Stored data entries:
•••

PR #336, opened 2022-04-05
build: update push translation job

DawoudSheraz:
### Description

- Updating Studio-frontend push translation job to match the other MFEs push translation job
- This is needed to update push translation jobs to use edx/reactifex instead of reactifex. edx/reactifex uses Transifex API v3 for pushing translation string comments instead of API v2.
- In push job, `tx push -s` has been added. Not sure how the translation strings are pushed in studio frontend. The comments suggest that transifex_input.json is being by Transifex but I could not find any reference on [Transifex](https://www.transifex.com/open-edx/edx-platform/studio-frontend/)
- References
   - https://github.com/openedx/frontend-platform/blob/master/src/i18n/scripts/Makefile
   - https://github.com/openedx/frontend-platform/blob/b5f6b0847a2ff774b8bcb9664b2789b0fa9511a8/docs/how_tos/i18n.rst
   - https://github.com/openedx/frontend-app-support-tools/blob/master/Makefile
   - https://github.com/openedx/frontend-build/blob/a8b528da3b8398bfb27935386932a7fca98c7a19/config/babel.config.js

### DIFF
--- a/.babelrc
+++ b/.babelrc
@@ -15,7 +15,7 @@
     "i18n": {
       "plugins": [
         ["react-intl", {
-          "messagesDir": "./src/data/i18n/default/",
+          "messagesDir": "./temp/babel-plugin-react-intl",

•••

- [Task prompt] Restate the data above in full, keeping every word as it is.

- [Solved exercise]
PR #336, opened 2022-04-05
build: update push translation job

DawoudSheraz:
### Description

- Updating Studio-frontend push translation job to match the other MFEs push translation job
- This is needed to update push translation jobs to use edx/reactifex instead of reactifex. edx/reactifex uses Transifex API v3 for pushing translation string comments instead of API v2.
- In push job, `tx push -s` has been added. Not sure how the translation strings are pushed in studio frontend. The comments suggest that transifex_input.json is being by Transifex but I could not find any reference on [Transifex](https://www.transifex.com/open-edx/edx-platform/studio-frontend/)
- References
   - https://github.com/openedx/frontend-platform/blob/master/src/i18n/scripts/Makefile
   - https://github.com/openedx/frontend-platform/blob/b5f6b0847a2ff774b8bcb9664b2789b0fa9511a8/docs/how_tos/i18n.rst
   - https://github.com/openedx/frontend-app-support-tools/blob/master/Makefile
   - https://github.com/openedx/frontend-build/blob/a8b528da3b8398bfb27935386932a7fca98c7a19/config/babel.config.js

### DIFF
--- a/.babelrc
+++ b/.babelrc
@@ -15,7 +15,7 @@
     "i18n": {
       "plugins": [
         ["react-intl", {
-          "messagesDir": "./src/data/i18n/default/",
+          "messagesDir": "./temp/babel-plugin-react-intl",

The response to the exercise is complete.